# The Ultimate Toilet Paper Thread



## AquaClaraCanines (Mar 5, 2006)

So, how do you hang your TP?


----------



## Coopers Daddy (Sep 29, 2009)

This has to be the most strange poll ever.. but whatever ill vote lol:wavey:


----------



## AquaClaraCanines (Mar 5, 2006)

Hey come one this is what really dividies us- forget politics


----------



## Pudden (Dec 28, 2008)

I dislike any kind of TP hanger. TP needs to be free and unencumbered, and you need to be able to take the roll in your hand and roll it off. That's the only right way in the universe. TP dispensers always jam, never work, and are usually mounted to far back by some guy who stood there _facing_ the toilet, so that when you sit there you have to do some strange yoga contortions to reach the TP that's somewhere waaay behind your left hip.


----------



## Oaklys Dad (Dec 28, 2005)

I prefer over the front but won't change it in someone elses house. :


----------



## AquaClaraCanines (Mar 5, 2006)

Pudden said:


> I dislike any kind of TP hanger. TP needs to be free and unencumbered, and you need to be able to take the roll in your hand and roll it off. That's the only right way in the universe. TP dispensers always jam, never work, and are usually mounted to far back by some guy who stood there _facing_ the toilet, so that when you sit there you have to do some strange yoga contortions to reach the TP that's somewhere waaay behind your left hip.


You know that's so true!


----------



## Florabora22 (Nov 30, 2008)

I like going to hotels that fold the end of my toilet paper into a little triangle.


----------



## nixietink (Apr 3, 2008)

kdmarsh said:


> I like going to hotels that fold the end of my toilet paper into a little triangle.


LOL, I do too!

I voted the right way. Although I'm the only one around the house who does it like that. Usually I go to pee and the roll is empty and it was never refilled! Men...


----------



## Heidi36oh (Feb 27, 2007)

LOL...I don't hang my TP...Chloe has a thing about TP, she will string it though out the hole house so it's on the back of the tank.


----------



## missmarstar (Jul 22, 2007)

I already answered this in the Confessions thread but I'll answer in the "official" thread too lol

I'm totally in the minority!! LOL I like it hanging down the back of the roll against the wall... I dunno why!!


----------



## mybuddy (Mar 2, 2007)

Pudden said:


> I dislike any kind of TP hanger. TP needs to be free and unencumbered, and you need to be able to take the roll in your hand and roll it off. That's the only right way in the universe. TP dispensers always jam, never work, and are usually mounted to far back by some guy who stood there _facing_ the toilet, so that when you sit there you have to do some strange yoga contortions to reach the TP that's somewhere waaay behind your left hip.

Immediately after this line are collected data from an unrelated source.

PR #28958, opened 2024-02-02
chore(angular, react, vue): update readmes for pnpm usage

thetaPC:
Issue number: internal

---------

The Readmes are all using `npm` in the building sections.

## What is the new behavior?

- The Readmes are all using `pnpm` in the building sections.

- [ ] Yes
- [x] No

## Other information

N/A

### DIFF
--- a/packages/angular/README.md
+++ b/packages/angular/README.md
@@ -21,7 +21,7 @@ Ionic Angular specific building blocks on top of [@ionic/core](https://www.npmjs
 ## Testing ng-add in ionic
 
 1. Pull the latest from `main`
-2. Build ionic/angular: `npm run build`
+2. Build ionic/angular: `pnpm build`
 3. Run `npm link` from `ionic/angular/dist` directory
 4. Create a blank angular project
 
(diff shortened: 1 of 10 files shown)


packages/angular/README.md
```diff
@@ -72,3 +72,35 @@ Ionic developers can access this by importing from `@ionic/angular/standalone`.
...
+pnpm build
+```
+
+> [!WARNING]
+> If you are receiving errors about missing packages, you may need to run `pnpm install --force` to force the installation of the missing packages.
+
+3. Install dependencies in `@ionic/angular`:
+
+```shell
+cd packages/angular && pnpm install
```
sean-perkins, line 96: `pnpm install` will only be needed the first time to establish the symlink between core and angular. I wonder if we just recommend `pnpm install -r` as the first step to install all dependencies in the workspace and that will simplify the flow for development to just building the specific packages needed.

packages/angular/test/README.md
```diff
@@ -6,19 +6,16 @@ Ionic Framework supports multiple versions of Angular. As a result, we need to v
...
 
-1. Build the `core` and `packages/angular` directories using `npm run build`.
-2. [Build the Angular test app](#test-app-build-structure).
-3. Navigate to the built test app directory (e.g. `packages/angular/test/build/ng14`).
-4. Install dependencies using `npm install`.
-5. Sync your local changes using `npm run sync`.
+1. [Build](../README.md#building) the `core` and `packages/angular` projects using `pnpm build`.
+2. Watch for changes made in `packages/angular` by using `pnpm build.watch`.
+3. [Build the Angular test app](#test-app-build-structure).
+4. Navigate to the built test app directory (e.g. `packages/angular/test/build/ng14`).
```
sean-perkins, line 12: `ng14` will be gone soon, maybe we should use `ng17` for now?

packages/angular/README.md
thetaPC: I thought about that too. My hesitation is if a developer is only wanting to work in Angular, should they also have to wait for the dependencies like `@ionic/react`? It doesn't take very long do the installs though, so I'm open to using `pnpm install -r`.

amandaejohnston (approved):
Thank you!

sean-perkins (approved):
I'm good with the current changes. If we need to tweak any language/steps in the future, we can always do that. 

Thanks for updating these!

packages/angular/README.md
thetaPC: For record: We are leaving it as is: https://github.com/ionic-team/ionic-framework/pull/28958#pullrequestreview-1860465599.

PR #79, opened 2019-06-13
Rev spark version to 2.4 and add suport for secret scope

rohit489:


DataProcessing/datax-host/src/main/scala/datax/securedsetting/KeyVaultClient.scala
```diff
@@ -33,19 +33,25 @@ object KeyVaultClient {
...
         cache.synchronized{
           cache.get(secretId) match {
             case Some(value) => Some(value)
             case None =>
-              val secret = kvc.synchronized{
-                kvc.getSecret(s"https://$vaultName.vault.azure.net",secretName)
-              }
+              var value = ""
+			  if(secretType == "secretscope"){
+				value = dbutils.secrets.get(scope = vaultName, key = secretName)
```
vijayupadya: Recommend synchronizing the calls to dbutils to prevent throttling on secret access, similar to how its done for keyvault below

rohit489: Added synchronized to dbutils

DataProcessing/datax-core/pom.xml
```diff
@@ -51,14 +51,14 @@ SOFTWARE
 
   <groupId>com.microsoft.datax</groupId>
   <artifactId>datax-core_2.3_2.11</artifactId>
-  <version>1.1.0-SNAPSHOT</version>
+  <version>1.2.0-SNAPSHOT</version>
```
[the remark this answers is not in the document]
rohit489: Yes it is compatible with HDInsight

Come to Taiwan! TP comes in small packages that dont hang. Just pull them out like tishoo...oops, I mean tishue...ummm...tish..I used to be able to spell that word


----------



## Mssjnnfer (Aug 9, 2009)

missmarstar said:


> I already answered this in the Confessions thread but I'll answer in the "official" thread too lol
> 
> I'm totally in the minority!! LOL I like it hanging down the back of the roll against the wall... I dunno why!!


LMAO, OMG... I DO TOO!

I think it unrolls easier when it's to the back! And then when I go to rip it, the whole thing won't friggen unroll. I HATE that. "I DON'T NEED THIS MUCH TOILET PAPER!!!"

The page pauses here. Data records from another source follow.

Issue #81, opened 2019-06-16
Deploy the iotsample job with running failure


DONGZHUPENG:
After setup Data Accelerator, simply deploy the IoT Sample flow with a new name. 
and several seconds (120s?) later getting below error at jobs tab:

19/06/16 13:56:07 INFO ShutdownHookManager: Shutdown hook called
19/06/16 13:56:07 INFO ShutdownHookManager: Deleting directory /tmp/spark-8dd197f7-3687-4445-93d7-ddb1a1d357ef
19/06/16 13:56:07 INFO MetricsSystemImpl: Stopping azure-file-system metrics system...
19/06/16 13:56:07 INFO MetricsSinkAdapter: azurefs2 thread interrupted.
19/06/16 13:56:07 INFO MetricsSystemImpl: azure-file-system metrics system stopped.
19/06/16 13:56:07 INFO MetricsSystemImpl: azure-file-system metrics system shutdown complete.
stderr:
YARN Diagnostics:
java.lang.Exception: No YARN application is found with tag livy-batch-8-yikjsvds in 120 seconds. Please check your cluster status, it is may be very busy.
org.apache.livy.utils.SparkYarnApp.org$apache$livy$utils$SparkYarnApp$$getAppIdFromTag(SparkYarnApp.scala:182) org.apache.livy.utils.SparkYarnApp$$anonfun$1$$anonfun$4.apply(SparkYarnApp.scala:239) org.apache.livy.utils.SparkYarnApp$$anonfun$1$$anonfun$4.apply(SparkYarnApp.scala:236) scala.Option.getOrElse(Option.scala:120) org.apache.livy.utils.SparkYarnApp$$anonfun$1.apply$mcV$sp(SparkYarnApp.scala:236) org.apache.livy.Utils$$anon$1.run(Utils.scala:97)

carlbrochu:
Thanks you for trying Data Accelerator and reporting this issue.  Apologies for running into this issue.  This error usually mean there mismatch in the environment between the configuration and the deployed resources.  We are reviewing the data and will get back to you as soon as possible with more details on how to fix this issue.  Stay tuned.

carlbrochu:
Thanks again for reporting this issue, we are making an update to the template supporting code to avoid this issue in the future.  

To fix this issue in your environment, you will need to update the default job settings.  To do so: 
[...]

PR #82, opened 2019-06-17
ARM: remove snapshot from the templates to unblock ARM deployment fro…

kjcho-msft:
…m master branch


carlbrochu:
Thanks Kwangje.  #81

I thought this was going to be a poll on how we "adjust" it before wiping. Personally I'm a roller-around-my-hand-and-then-slide-it-off kind of gal... but Gary's a folder.


----------



## missmarstar (Jul 22, 2007)

Mssjnnfer said:


> I thought this was going to be a poll on how we "adjust" it before wiping. Personally I'm a roller-around-my-hand-and-then-slide-it-off kind of gal... but Gary's a folder.

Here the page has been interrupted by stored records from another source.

PR #84, opened 2019-06-18
Refactor Query component into its own package

s-tuli:
1. Updating the website code to extract out the Query package named dataX-query. This datax-query package content used to be part of the package datax-pipeline. The reason that this package is being extracted out is such that this package can be used by othercustomers who do not want a dependency on the datax-pipeline package.
2. Also fixing the versions in the servicemanifest.xml to fix the local development scenario for the backend services under DataX.Flow
3. Fixing a warning due to a required DataBricks parameter


Services/DataX.Flow/Flow.SchemaInferenceService/PackageRoot/ServiceManifest.xml
```diff
@@ -4,7 +4,7 @@ Copyright (c) Microsoft Corporation.  All rights reserved.
 Licensed under the MIT License
 -->
 <ServiceManifest Name="Flow.SchemaInferenceServicePkg"
-                 Version="1.0.1"
+                 Version="1.0.0"
```
carlbrochu: why going back to .0?

Website/Packages/datax-pipeline/src/modules/flowDefinition/components/flowDefinitionPanel.jsx
```diff
@@ -733,11 +737,11 @@ class FlowDefinitionPanel extends React.Component {
     onResampleInput(kernelId) {
         const version = this.props.kernelVersion + 1;
         this.props.onUpdateKernelVersion(version);
-        this.props.onResampleInput(this.props.flow, kernelId, version);
+        this.props.onResampleInput(this.props.flow.name, this.props.flow.displayName, this.props.flow.owner, this.props.flow.input.properties.inputSchemaFile, this.props.flow.input.properties.normalizationSnippet, this.props.flow.input.properties.inputEventhubConnection, this.props.flow.input.properties.inputSubscriptionId, this.props.flow.input.properties.inputResourceGroup, this.props.flow.input.properties.inputEventhubName, this.props.flow.input.type, this.props.flow.resamplingInputDuration, kernelId, version);
```
carlbrochu: That s a lot of params.  Should we pass in the Flow object instead?

Website/Packages/datax-query/src/modules/query/queryModels.js
```diff
@@ -0,0 +1,26 @@
...
+        return defaultQuery;
+    }
+}
+//User can use the sample or tutorial or intellisense to have starting query. Below allows default to have 5 blank lines.
+export const defaultQuery = `
+
+`;
+
+export const defaultQueryLocal = `--DataXQuery--
+events = SELECT MAX(temperature) as maxTemp
```
carlbrochu: Is this used anywhere?  I thought we had a different default.

Services/DataX.Flow/Flow.SchemaInferenceService/PackageRoot/ServiceManifest.xml
s-tuli: This change actually fixes a bug where the version needs to be consistent across various manifest files. This version exists in various other files as well viz. ApplicationManifest.xml and all these files must have the same version. re: why 1.0.0?, IMO, there is no need to rev up the version. It should not  have been changed to 1.0.1 for partial files. This change fixes the break which blocks the local-cloud deployment of service fabric backend services scenario for developers.

Website/Packages/datax-pipeline/src/modules/flowDefinition/components/flowDefinitionPanel.jsx
s-tuli: This is an intentional change. It used to pass in the flow object perviously since all of this code was in the same package: datax-pipeline package. If we had continued with that design. that would mean that the datax-query package will have dependency on the datax-pipeline package. This PR creates a dependency for the datax-pipeline package on the datax-query package.  What you suggest will 1. create a circular dependency. 2. When another customer uses this package, they will need to have a dependency on the datax-pipeline package which we do not want. In fact, any of these params can be optional. I have currently made rules as optional since rules are very specific to data-accelerator

Website/Packages/datax-query/src/modules/query/queryModels.js
s-tuli: Yes.
Used by the below function:
export function getDefaultQuery(enableLocalOneBox) {... line 6 in queryModels.js
... which is used in the local onebox experience.

Website/Packages/datax-pipeline/src/modules/flowDefinition/components/flowDefinitionPanel.jsx
carlbrochu: Interesting.  So it is because Flow is defined in Pipeline.  Could Flow be moved too at some point into common components?

Website/Packages/datax-query/src/modules/query/queryActions.js
```diff
@@ -0,0 +1,112 @@
...
+
+/**
+ *
+ * REDUX Action Types
+ *
+ */
+
+// Init
+export const QUERY_INIT = 'QUERY_INIT';
+export const QUERY_NEW = 'QUERY_NEW';
```
barryt2: There is currently no "action" functions using QUERY_INIT and QUERY_NEW, you should remove this dead code

Website/Packages/datax-pipeline/src/modules/flowDefinition/components/flowDefinitionPanel.jsx
```diff
@@ -37,8 +32,17 @@ import {
     IconButtonStyles,
     VerticalTabs,
     VerticalTabItem,
-    getApiErrorMessage
+    getApiErrorMessage,
```
barryt2: nit: remove ending comma

Website/Packages/datax-pipeline/src/modules/flowDefinition/components/flowDefinitionPanel.jsx
barryt2: We should not need to move flow into the datax-query package as that data to my understanding is heavily coupled to the implementation details of the datax-pipeline package. For example, you wouldn't want to need to modify the flow object defined in the datax-query package just to introduce new state/behavior of the datax-pipeline package. Also, for the other customer that you know I'm talking about, they don't care about flows at all.

barryt2: I do agree that there are a lot of params, Anu will be addressing this by formalizing a params object to wrap the min requirements to pass in the functions as a single arg instead of N args.

Website/Packages/datax-pipeline/src/modules/flowDefinition/flowHelpers.js
```diff
@@ -4,13 +4,6 @@
...
 import * as Models from './flowModels';
 
-export function isValidNumberAboveZero(value) {
-    const number = Number(value);
-    const isNumber = !isNaN(number);
-    const isValid = isNumber && number > 0 && value[0] !== '0';
-    return isValid;
-}
-
 export function isValidNumberAboveOrEqualZero(value) {
```
barryt2: If we are moving isValidNumberAboveZero to commons, does it also make sense to move isValidNumberAboveOrEqualZero to commons too? They seem similar/related and other future package developers might benefit from this common helper function.

Website/Packages/datax-pipeline/src/modules/flowDefinition/flowReducer.js
```diff
@@ -189,7 +190,7 @@ export default (state = INITIAL_FLOW_STATE, action) => {
         case Actions.FLOW_UPDATE_SELECTED_FUNCTION_INDEX:
             return Object.assign({}, state, { selectedFunctionIndex: action.payload });
 
-        case Actions.FLOW_UPDATE_QUERY:
+        case QueryActions.QUERY_UPDATE_QUERY:
```
barryt2: It looks like this is a bug where you are handling and saving the query state here in the flow reducer from datax-pipeline and the query reducer from datax-query packages. This also applies above (in this file) for QUERY_UPDATE_RESAMPLING_INPUT_DURATION

Website/Packages/datax-pipeline/src/modules/flowDefinition/components/flowDefinitionPanel.jsx
s-tuli: Updated

s-tuli: Updated.

Website/Packages/datax-query/src/modules/query/queryActions.js
s-tuli: Updated

Website/Packages/datax-query/src/modules/query/queryReducer.js
```diff
@@ -0,0 +1,46 @@
...
+import * as Models from './queryModels';
+
+const INITIAL_QUERY_STATE = {    
+    query: Models.defaultQuery,   
+};
+
+export default (state = INITIAL_QUERY_STATE, action) => {
+    switch (action.type) {
+        
+        case Actions.QUERY_INIT:
```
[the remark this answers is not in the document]
s-tuli: Updated

Website/Packages/datax-query/src/modules/query/queryReducer.js
```diff
@@ -0,0 +1,46 @@
...
+            const flow = action.payload;
```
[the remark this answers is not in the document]
s-tuli: Updated

Website/Packages/datax-query/src/modules/query/querySelectors.js
```diff
@@ -0,0 +1,26 @@
...
+
+
+// Validation - Query
+export const validateFlowQuery = createSelector(
+    getFlowQuery,
+    validateQuery
+);
+
+function validateQuery(query) {
+    //removing validation; codegen will add OUTPUTs for alerts. Blank query is valid.
```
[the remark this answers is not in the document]
s-tuli: Updated

Services/DataX.Flow/Flow.InteractiveQueryService/PackageRoot/ServiceManifest.xml
```diff
@@ -4,7 +4,7 @@ Copyright (c) Microsoft Corporation.  All rights reserved.
 Licensed under the MIT License
 -->
 <ServiceManifest Name="Flow.InteractiveQueryServicePkg"
-                 Version="1.0.1"
+                 Version="1.0.0"
```
bryanchen-d: curious why are we rolling back the version?

Website/Packages/datax-query/src/modules/query/queryActions.js
```diff
@@ -0,0 +1,112 @@
...
+    });
+};
+
+export const getCodeGenQuery = (flowname, displayName, query, rules={}, outputTemplates) => {
+    return Api.getCodeGenQuery(flowname, displayName, query, rules, outputTemplates).then(query => {
+        return query;
+    });
+};
+
+export const executeQuery = (flowname, displayName, selectedQuery, rules={}, outputTemplates, kernelId) => {
```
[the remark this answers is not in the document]
s-tuli: In any case updated to use an object instead.

Website/Packages/datax-pipeline/src/modules/flowDefinition/flowHelpers.js
s-tuli: Currently only isValidNumberAboveZero is being used by 2 packages. IMO, we can move the functions to common as needed if they are being used by multiple packages. This is not the only one function in the FlowHelpers.js which could potentially be moved. Thanks!

Services/DataX.Flow/Flow.InteractiveQueryService/PackageRoot/ServiceManifest.xml
s-tuli: It was mistakenly checked in. The version was rev'd was only partially for servicemanifest.xml files under dataX.Flow whereas the ApplicationManifest.xml was still having the version 1.0.0. This broke the local debugging scenario for DataX.Flow. Hence fixing the bug by reverting the version in servicemanifest.xml for each of the services since the version needs to be consistent across.

Website/Packages/datax-query/src/modules/query/queryReducer.js
```diff
@@ -0,0 +1,46 @@
...
+            });
+        
+        case Actions.QUERY_UPDATE_QUERY:
+            return Object.assign({}, state, {
+                isDirty: true,
+                query: action.payload
+            });
+
+        case Actions.QUERY_UPDATE_ERROR_MESSAGE:
+            return Object.assign({}, state, { errorMessage: action.message });
```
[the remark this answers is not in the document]
s-tuli: Updated

Website/Packages/datax-pipeline/src/modules/flowDefinition/components/flowDefinitionPanel.jsx
s-tuli: Updated. (I would have expected this to throw a compilation error)

Website/Packages/datax-pipeline/src/modules/flowDefinition/flowReducer.js
s-tuli: updated

Website/Packages/datax-query/src/styles/styles.css
```diff
@@ -0,0 +1,27 @@
+/*
+ *********************************************************************
+ Copyright (c) Microsoft Corporation.  All rights reserved.
+ Licensed under the MIT License
+ *********************************************************************
+*/
+
+/* Query Pane styles */
+.query-pane-button {
```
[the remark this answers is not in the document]
s-tuli: Updated the style.css under datax-pipeline package.

Website/Packages/datax-query/src/styles/styles.css
```diff
@@ -0,0 +1,27 @@
...
+    height: 27px !important;
+    padding-left: 5px !important;
+    padding-right: 5px !important;
+    min-width: 1px !important;
+  }
+
+.ms-IconExample:hover {
```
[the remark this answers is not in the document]
s-tuli: yes. line number: 227 in querySettingsContent.jsx

Website/Packages/datax-query/src/modules/query/queryModels.js
```diff
@@ -0,0 +1,26 @@
+// *********************************************************************
+// Copyright (c) Microsoft Corporation.  All rights reserved.
+// Licensed under the MIT License
+// *********************************************************************
+
+export function getDefaultQuery(enableLocalOneBox) {
```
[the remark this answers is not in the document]
s-tuli: Updated

Website/Packages/datax-pipeline/src/modules/flowDefinition/components/flowDefinitionPanel.jsx
barryt2: this doesn't throw an error in C# either. Its pretty much the same behavior across several languages such as C++, Java, etc.

Website/Packages/datax-pipeline/src/modules/flowDefinition/components/flowDefinitionPanel.jsx
```diff
@@ -782,18 +788,18 @@ const mapStateToProps = state => ({
...
+    flowValidated: Selectors.validateFlow(state),
+    queryValidated: QuerySelectors.validateQueryTab(state)
 });
 
 // Dispatch Props
 const mapDispatchToProps = dispatch => ({
     // Init Actions
     initFlow: context => dispatch(Actions.initFlow(context)),
-
+    initQuery: query =>dispatch(QueryActions.initQuery(query)),
```
barryt2: nit: put a space between => and dispatch

barryt2: prettifier should've taken care of this, did you not open the datax-pipeline package folder when doing the edits?

Website/Packages/datax-query/src/modules/query/querySelectors.js
```diff
@@ -0,0 +1,26 @@
+// *********************************************************************
+// Copyright (c) Microsoft Corporation.  All rights reserved.
+// Licensed under the MIT License
+// *********************************************************************
+import { createSelector } from 'reselect';
+
+// Settings - Flow
+export const getQuery = state => state.query;
```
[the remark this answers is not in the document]
s-tuli: Updated

Website/Packages/datax-query/package.json
```diff
@@ -0,0 +1,65 @@
...
+  },
+  "scripts": {
+    "test": "echo \"Error: no test specified\" && exit 1",
+    "build": "rimraf dist && webpack --mode production --config webpack.config.js --bail --progress --display-modules --display-error-details --colors --display-chunks --display-reasons",
+    "dev": "rimraf dist && webpack --mode development --config webpack.config.js --bail --progress --display-modules --display-error-details --colors --display-chunks --display-reasons",
+    "devpatch": "rimraf dist && webpack --mode development --config webpack.config.js --bail --progress --display-modules --display-error-details --colors --display-chunks --display-reasons && localdevpatch.bat"
+  },
+  "dependencies": {},
+  "devDependencies": {
+    "@babel/core": "7.1.6",
```
kjcho-msft: do we need all these packages?

s-tuli: I believe, yes

Website/Packages/datax-pipeline/src/modules/flowDefinition/components/flowDefinitionPanel.jsx
s-tuli: updated. Prettifier is not working.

LMAO uhhh I think I just bunch it in a ball and wipe... but honestly I have no idea!! It's kinda just automatic!! lol


----------



## Lisa_and_Willow. (Dec 18, 2007)

missmarstar said:


> LMAO uhhh I think I just bunch it in a ball and wipe... but honestly I have no idea!! It's kinda just automatic!! lol


but I bet you are going to think about it next time and report back to this thread right?!


----------



## AquaClaraCanines (Mar 5, 2006)

I'm a buncher.


----------



## Nicole74 (May 30, 2009)

It HAS to be hung towards the back. If I go to your house and use the restroom, I will switch it on you! I hate it haning in the front, drives me absolutley CRAZY!!!

I bunch it up too.


----------



## Griffyn'sMom (Mar 22, 2007)

Haha! I think this is funny because it's one of those "Bathroom Battles" like the guys leaving the seat up. If my son replaces it, he puts it the other way and I always have to take it off and turn it around. (But I do appreciate the fact that he actually replaces it - unlike my husband. :uhoh: )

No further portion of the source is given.